Simply Wall St ·  Jan 6, 2023 07:00

Most readers would already know that Duckhorn Portfolio's (NYSE:NAPA) stock increased by 8.3% over the past three months. Given that stock prices are usually aligned with a company's financial performance in the long-term, we decided to investigate if the company's decent financials had a hand to play in the recent price move. Specifically, we decided to study Duckhorn Portfolio's ROE in this article.

Return on equity or ROE is a key measure used to assess how efficiently a company's management is utilizing the company's capital.

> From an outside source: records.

Issue #136, opened 2017-09-28
Enhance Private Key Storage Security


david-julien:
- generate keys from a seed phrase, so you can use the phrase to recover the key
- require a password from user to encrypt key
- store key encrypted WHEREVER POSSIBLE
- ask user for password whenever key needs to be unencrypted to sign something

PR #137, opened 2017-12-04
133 secure private key storage

david-julien:
## Related Issue
[https://github.com/ubclaunchpad/cumulus/issues/136]()

## Description
* The goal of this PR is to encrypt the user's private key at rest using a password.
* Users will be able to enable and disable a cryptowallet
* If the cryptowallet is enabled, users will be required to submit a password before sending cumuli

## WIKI Updates
* [link]()

## Todos

General:
- [ ] Tests
- [ ] Documentation
- [x] Wiki

Other:
* Password complexity verification
* Re-enter password before encrypting

### DIFF
--- a/app/console.go
+++ b/app/console.go
@@ -110,7 +110,7 @@ func encrypt(ctx *ishell.Context, app *App, password string) error {
 func decrypt(ctx *ishell.Context, app *App, password string) error {
 	err := app.CurrentUser.DecryptPrivateKey(password)
 	if err != nil {
-		log.Printf("Unable to decrypt private key: %s", err.Error())
+		//log.Printf("Unable to decrypt private key: %s", err.Error())
 		return err
 	}
 
@@ -132,34 +132,46 @@ func cryptoWallet(ctx *ishell.Context, app *App) {
 	switch ctx.Args[0] {
 	case "enable":
 		if app.CurrentUser.CryptoWallet {
-			ctx.Print("CryptoWallet is already enabled.")
+			ctx.Print("CryptoWallet is already enabled")
 		} else {
 			ctx.Print("Please enter password: ")
 			password := ctx.ReadPassword()
 			err := encrypt(ctx, app, password)
 			if err != nil {
-				ctx.Println("Unable to decrypt private key")
+				ctx.Print("Unable to decrypt private key")
+			} else {
+				ctx.Print("Successfully enabled cryptowallet")
 			}
 		}
 	case "disable":
 		if !app.CurrentUser.CryptoWallet {
-			ctx.Print("CryptoWallet is already disabled.")
+			ctx.Print("CryptoWallet is already disabled")
 		} else {
-			ctx.Println("Please enter password: ")
+			ctx.Print("Please enter password: ")
 			password := ctx.ReadPassword()
 			err := decrypt(ctx, app, password)
 			if InvalidPassword(err) {
-				ctx.Println("Inavalid password, please try again: ")
+				ctx.Print("Inavalid password, please try again: ")
 				password := ctx.ReadPassword()
 				err := decrypt(ctx, app, password)
 				if err != nil {
 					ctx.Println("Unable to decrypt private key")
 				}
+			} else {
+				ctx.Print("Successfully disabled cryptowallet")
 			}
 
 		}
+	case "status":
+		var s string
+		if app.CurrentUser.CryptoWallet {
+			s = "enabled"
+		} else {
+			s = "disabled"
+		}
+		ctx.Printf("cryptowallet status: %s", s)
 	default:
-		ctx.Println("")
+		//Fall through
 	}
 }
 
--- a/app/console.go
+++ b/app/console.go
@@ -2,7 +2,6 @@ package app
 
 import (
 	"fmt"
-	"log"
 	"strconv"
 	"strings"
 
@@ -92,10 +91,9 @@ func RunConsole(a *App) *ishell.Shell {
 	return shell
 }
 
-func encrypt(ctx *ishell.Context, app *App, password string) error {
+func encryptUser(ctx *ishell.Context, app *App, password string) error {
 	err := app.CurrentUser.EncryptPrivateKey(password)
 	if err != nil {
-		log.Printf("Unable to encrypt private key: %s", err.Error())
 		return err
 	}
 
@@ -108,10 +106,9 @@ func encrypt(ctx *ishell.Context, app *App, password string) error {
 	return nil
 }
 
-func decrypt(ctx *ishell.Context, app *App, password string) error {
+func decryptUser(ctx *ishell.Context, app *App, password string) error {
 	err := app.CurrentUser.DecryptPrivateKey(password)
 	if err != nil {
-		//log.Printf("Unable to decrypt private key: %s", err.Error())
 		return err
 	}
 
@@ -126,7 +123,10 @@ func decrypt(ctx *ishell.Context, app *App, password string) error {
 
 func cryptoWallet(ctx *ishell.Context, app *App) {
 	if len(ctx.Args) < 1 {
-		ctx.Println("Usage: cryptowallet [enable/disable]")
+		ctx.Println("\nUsage: cryptowallet [command]")
+		ctx.Println("\nCOMMANDS:")
+		ctx.Println("\t enable \t Enable cryptowallet")
+		ctx.Println("\t disable \t Disable cryptowallet")
 		return
 	}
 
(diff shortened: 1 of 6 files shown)


app/console.go
```diff
@@ -72,6 +74,13 @@ func RunConsole(a *App) *ishell.Shell {
 			editUser(ctx, a)
 		},
 	})
+	shell.AddCmd(&ishell.Cmd{
+		Name: "cryptowallet",
```
chadlagore, line 76: Fingerbreakingly painful command 😂, how about encrypt?

bfbachmann: Havnt has a chance to look at the whole PR but I prefer cryptowallet to encrypt. It might be slightly longer but it’s more accurate. Plus the CLI has autocomplete.

david-julien: Yeah encrypt is a little vague to the user. What am I encrypting? But I agree it would be better shorter if anyone can think of anything

chadlagore: wallet encrypt? I don’t think cryptowallet is very clear. Maybe I’m splitting hairs.

app/console.go
```diff
@@ -83,6 +92,92 @@ func RunConsole(a *App) *ishell.Shell {
...
+		ctx.Print(err)
+		return err
+	}
+
+	return nil
+}
+
+func cryptoWallet(ctx *ishell.Context, app *App) {
+	if len(ctx.Args) < 1 {
+		ctx.Println("Usage: cryptowallet [enable/disable]")
```
bfbachmann: Minor: I think we should use the usage documentation style I use in `toggleMiner()` just for consistency. Should look something like
```go
ctx.Println("\nUsage: cryptowallet [command]")
ctx.Println("\nCOMMANDS:")
ctx.Println("\t enable \t Enable cryptowallet")
ctx.Println("\t disable \t Disable cryptowallet")
```

app/console.go
```diff
@@ -2,7 +2,9 @@ package app
 
 import (
 	"fmt"
+	"log"
```
bfbachmann: Use package `github.com/Sirupsen/logrus` for logging.

app/console.go
```diff
@@ -83,6 +92,92 @@ func RunConsole(a *App) *ishell.Shell {
 	return shell
 }
 
+func encrypt(ctx *ishell.Context, app *App, password string) error {
+	err := app.CurrentUser.EncryptPrivateKey(password)
+	if err != nil {
+		log.Printf("Unable to encrypt private key: %s", err.Error())
```
bfbachmann: With Logrus this should be `log.Errorf("Unable to encrypt private key: %s", err.Error())`, but don't log in this function. You are returning the error to your caller so it's better to let them handle the logging for you. If you log low down the call stack when you're propagating the error upward anyway you risk logging a bunch of duplicate errors (because your callers might log the errors you return to them as well). Just return the error in this function and in `decrypt`, and do the logging and console output in `cryptoWallet()`.

app/console.go
```diff
@@ -83,6 +92,92 @@ func RunConsole(a *App) *ishell.Shell {
...
+		return err
+	}
+
+	return nil
+}
+
+func decrypt(ctx *ishell.Context, app *App, password string) error {
+	err := app.CurrentUser.DecryptPrivateKey(password)
+	if err != nil {
+		//log.Printf("Unable to decrypt private key: %s", err.Error())
```
bfbachmann: Sorry, no commented-out code allowed.

app/console.go
```diff
@@ -83,6 +92,92 @@ func RunConsole(a *App) *ishell.Shell {
...
+	case "status":
+		var s string
+		if app.CurrentUser.CryptoWallet {
+			s = "enabled"
+		} else {
+			s = "disabled"
+		}
+		ctx.Printf("cryptowallet status: %s", s)
+	default:
+		//Fall through
```
bfbachmann: Might want to print usage here too in case someone tries something like `cryptoWallet dkljhgd nslufgdli`.

app/console.go
```diff
@@ -100,9 +195,36 @@ func send(ctx *ishell.Context, app *App) {
...
+			return
+		}
+	}
+
 	// Try to make a payment.
 	ctx.Println("Sending amount", coinValue(uint64(amount)), "to", addr)
 	err = app.Pay(addr, uint64(amount))
+
+	// Re-enable crypto wallet
+	if strings.Compare(password, "") != 0 {
```
bfbachmann: Are you doing this string comparison to check if the user is using a CryptoWallet? If so it would be cleaner to just do
```go
if app.CurrentUser.CryptoWallet {
```

Also, the `encrypt` and `decrypt` functions make sense to me, but I don't think they should be used in `send()`. If I'm a user who has enabled cryptowallet I don't want my private key on disk unencrypted. But when I go to send a transaction it will temporarily decrypt my key and save the decrypted key back to disk for a short time before restoring it to the encrypted version after the transaction is sent. I think it would be better for `send` to just decrypt and re-encrypt the wallet key in memory without touching the file.

app/user.go
```diff
@@ -35,10 +38,44 @@ func (u *User) Public() blockchain.Address {
...
+	return nil
+}
+
 // Save writes the user to a file of the given name in the current working
 // directory in JSON format. It returns an error if one occurred, or a pointer
 // to the file that was written to on success.
 func (u *User) Save(fileName string) error {
+	if _, err := os.Stat(fileName); !os.IsNotExist(err) {
+		os.Remove(fileName)
+	}
```
bfbachmann, line 77: What does this block of code do?

app/crypto.go
```diff
@@ -0,0 +1,97 @@
...
+	"strings"
+
+	"golang.org/x/crypto/pbkdf2"
+)
+
+/*
+https://golang.org/src/crypto/cipher/example_test.go
+*/
+
+const nonceSize = 12
```
bfbachmann: I prefer 
```go
const (
    nonceSize ...
)
```

app/crypto.go
```diff
@@ -0,0 +1,97 @@
...
+const saltSize = 16
+
+// Encrypt encrypts a file with a password
```
bfbachmann: I would change the word `file` here to `plainText` since you're not really dealing with a file.

app/crypto.go
```diff
@@ -0,0 +1,97 @@
...
+	}
+
+	cipherText := aesgcm.Seal(nil, nonce, plainText, nil)
+	cipherText = append(cipherText, salt...)
+	cipherText = append(cipherText, nonce...)
+
+	return cipherText, nil
+}
+
+// Decrypt decrypts a file with a given password
```
bfbachmann: Same here.

app/console.go
```diff
@@ -83,6 +92,92 @@ func RunConsole(a *App) *ishell.Shell {
 	return shell
 }
 
+func encrypt(ctx *ishell.Context, app *App, password string) error {
```
bfbachmann: Might want to call this function `encryptUser` or something less generic-sounding, or add a comment saying what it does.

bfbachmann (commented):
Nice job over all! I left a few suggestions.

app/console.go
bfbachmann: Same with `decrypt`.

app/console.go
bfbachmann: `secure`, `secure-wallet`, or `safe-wallet` maybe?

app/console.go
david-julien: oh man forgot about that one...

app/console.go
david-julien: trueee really good catch

app/user.go
david-julien: if the file exists already it deletes it before saving user info again, otherwise if you keep rewriting to it, the json gets all messed up

app/console.go
bfbachmann: The cleanest way to avoid this might be to just remove the `Save` calls from `encrypt` and `decrypt` and call `Save()` in `cryptoWallet()`.

david-julien: As for the ```if app.CurrentUser.CryptoWallet {```, the console needs to know if the cryptowallet was enabled and therefore decrypted before the execution of signing the tx. If it wasn't enabled before signing the transaction, or if it was enabled and then decrypted, we would get the same case where app.CurrentUser.CryptoWallet = false. Therefore if it wasn't before signing the transaction, then we would be re-encrypting for no reason.

But comparing to nil password is ugly, ill make a bool and compare to that

bfbachmann (approved):
Nice!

In other words, it is a profitability ratio which measures the rate of return on the capital provided by the company's shareholders.

See our latest analysis for Duckhorn Portfolio

How Is ROE Calculated?

ROE can be calculated by using the formula:

Return on Equity = Net Profit (from continuing operations) ÷ Shareholders' Equity

So, based on the above formula, the ROE for Duckhorn Portfolio is:

6.6% = US$59m ÷ US$888m (Based on the trailing twelve months to October 2022).

The 'return' is the profit over the last twelve months. Another way to think of that is that for every $1 worth of equity, the company was able to earn $0.07 in profit.

What Has ROE Got To Do With Earnings Growth?

So far, we've learned that ROE is a measure of a company's profitability. Based on how much of its profits the company chooses to reinvest or "retain", we are then able to evaluate a company's future ability to generate profits. Assuming everything else remains unchanged, the higher the ROE and profit retention, the higher the growth rate of a company compared to companies that don't necessarily bear these characteristics.

Duckhorn Portfolio's Earnings Growth And 6.6% ROE

On the face of it, Duckhorn Portfolio's ROE is not much to talk about. We then compared the company's ROE to the broader industry and were disappointed to see that the ROE is lower than the industry average of 16%. In spite of this, Duckhorn Portfolio was able to grow its net income considerably, at a rate of 26% in the last five years. So, there might be other aspects that are positively influencing the company's earnings growth. Such as - high earnings retention or an efficient management in place.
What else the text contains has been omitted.